First a person had to cross the birtherism rubicon, it wasn't something you
could just skip over claiming you didn't know about it. Either you went with
"YES! MORE GIVE ME MORE OF _THAT_!" or "Yeah that's pretty derp, but I'm going
to overlook it as irrelevant to a proper assessment of one's character:
someone who's making a personal and racist attack, attacking the office of the
presidency, and also really attacking everyone who is willing to believe such
an obvious lie - yeah that's who I still want as a president, someone who
thinks I'm a moron." And just tick that box.

And then there are the Stern interviews. The bankruptcies. The widespread
pooping on all the furniture approach to business.
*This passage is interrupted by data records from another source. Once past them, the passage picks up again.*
PR #844, opened 2026-09-02
Restore spy-mode transaction review preparation

dglowinski:
## Summary
- restore direct and multi-operation batch review preparation for spy-mode accounts
- prepare complete read-only calldata and Tenderly inputs without requiring a connected wallet
- keep spy-mode preparations outside executable reviewed-execution authority

## Root cause
PR #822 routed review through strict connected-wallet capture. Spy mode has an effective account but no connector, so preparation failed before the review modal could render.

## Changes
- add deterministic approval-only wallet binding for spy-mode preparation
- route direct and batch spy reviews through the read-only path
- retain independent execution guards in both review surfaces
- add direct and two-operation batch regression coverage

## Test plan
- [x] npm run build
- [x] npm run lint
- [x] npm run typecheck
- [x] npm run test:run
- [x] local spy-mode direct review renders with Copy calldata and Tenderly available
- [x] local spy-mode batch review renders without Preparation failed while Execute remains disabled

### DIFF
--- a/components/BatchReviewModal.vue
+++ b/components/BatchReviewModal.vue
@@ -433,10 +433,11 @@ const hasTenderlyFailed = computed(() => Boolean(tenderlyUrl.value && tenderlyEr
 const simulateOnTenderly = () => simulateBatchOnTenderly(preparedExecution.value ?? undefined)
 
 const isConfirmDisabled = computed(() =>
-  isSpyMode.value || isExecuting.value || hasPendingDetachedExecution.value || isPreparing.value || isSimulating.value || !canExecuteBatch.value || !!prepareError.value,
+  isSpyMode.value || preparedExecution.value?.readOnly === true || isExecuting.value || hasPendingDetachedExecution.value || isPreparing.value || isSimulating.value || !canExecuteBatch.value || !!prepareError.value,
 )
 const blockedReason = computed(() => {
   if (isSpyMode.value) return 'Connect a wallet to execute — disabled in spy mode'
+  if (preparedExecution.value?.readOnly) return 'This read-only review cannot be executed'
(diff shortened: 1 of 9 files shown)


LeonardEulerXYZ (approved):
Reviewed exact head `c06c6d8d683a4aa3380c2064a605e2e8682c544d`.

No blocking findings. The review/execution boundary remains fail-closed: spy mode can prepare direct and batch review artifacts without a connector, while acceptance/execution still requires the correct connected wallet binding.

Verified:
- focused reviewed-execution tests: 65 passed
- full suite: 1,948 passed, 1 skipped
- lint, typecheck, and production build passed under Node 24 / npm 11.10.0
- PR preview smoke: direct withdraw review rendered prepared calldata with `Spy mode (read-only)` disabled; batch review rendered the aggregate with `Execute batch` disabled and the explicit spy-mode reason

LeonardEulerXYZ:
Non-blocking test follow-up: please consider pinning the read-only authority boundary with one real `prepareReadOnly` regression test. Assert that its returned `reviewId` is absent from `getReviewedExecution(...)`, and that `accept(reviewId, reviewDigest)` rejects before any coordinator/wallet dispatch.

The current implementation is safe: `composables/useReviewedExecution.ts` returns on `readOnly` before populating `executions`, `runtimePluginPlans`, and `reviewGenerations`, and both modals independently disable execution. However, the new direct/batch tests mock `prepareReadOnly`. A mutation that moved those three registrations above the read-only return survived both the focused 65-test set and the full 1,948-test suite, so this central invariant is not yet guarded against regression. This does not change my approval.

Seranged (approved):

And the 1999 Russert interview where he said we must preemptively bomb North
Korea, we have to do it. And last year out loud asked why we hadn't used nukes
yet.

The data points for a kakistocracy are all there plain to see. But there was
and still is a deep attachment to tribalism and denialism that resulted in
where we're at.

------
Upvoter33
"sources say" ... sometimes I trust sources like this, sometimes not. Really
hard to get much out of this article. However, it does push all the buttons
for those of us on the left, and hence, it exists. If it's true, it's hard to
imagine that people like Peter Thiel honestly thought Trump would be any
different than he is right now.

------
neo4sure
"Reed Hastings" (Netflix ceo) was spot on when he said he will lose points on
evaluation. Frankly, he should be fired from the FaceBook board.

------
ufmace
Maybe, maybe not. Honestly, I don't put much faith these days in what Left-
leaning publications report on personal dealings within the Trump
administration. Particularly when it is sourced to multiple anonymous sources.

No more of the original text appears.